START Data section

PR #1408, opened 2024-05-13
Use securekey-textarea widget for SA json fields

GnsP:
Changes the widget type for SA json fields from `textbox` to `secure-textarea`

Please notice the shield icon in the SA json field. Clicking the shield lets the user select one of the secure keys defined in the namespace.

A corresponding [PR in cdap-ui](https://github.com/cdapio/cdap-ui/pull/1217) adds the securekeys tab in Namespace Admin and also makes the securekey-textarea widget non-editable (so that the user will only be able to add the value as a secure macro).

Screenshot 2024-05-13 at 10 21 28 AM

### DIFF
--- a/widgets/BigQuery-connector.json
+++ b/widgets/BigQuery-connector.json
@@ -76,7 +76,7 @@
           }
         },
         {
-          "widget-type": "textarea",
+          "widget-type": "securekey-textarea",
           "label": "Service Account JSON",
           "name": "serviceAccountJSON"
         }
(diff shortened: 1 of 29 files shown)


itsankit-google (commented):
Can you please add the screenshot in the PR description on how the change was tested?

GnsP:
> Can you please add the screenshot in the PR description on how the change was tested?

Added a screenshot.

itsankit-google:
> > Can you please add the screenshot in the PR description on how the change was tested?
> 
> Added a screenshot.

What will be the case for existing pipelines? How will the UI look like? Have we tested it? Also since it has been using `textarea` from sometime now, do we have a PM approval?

END Data section

» **The task**
Go through the data above from its first line and copy each line exactly, stopping once the line with "Please notice the" has been copied.

» **Exercise answer**
PR #1408, opened 2024-05-13
Use securekey-textarea widget for SA json fields

GnsP:
Changes the widget type for SA json fields from `textbox` to `secure-textarea`

Please notice the shield icon in the SA json field. Clicking the shield lets the user select one of the secure keys defined in the namespace.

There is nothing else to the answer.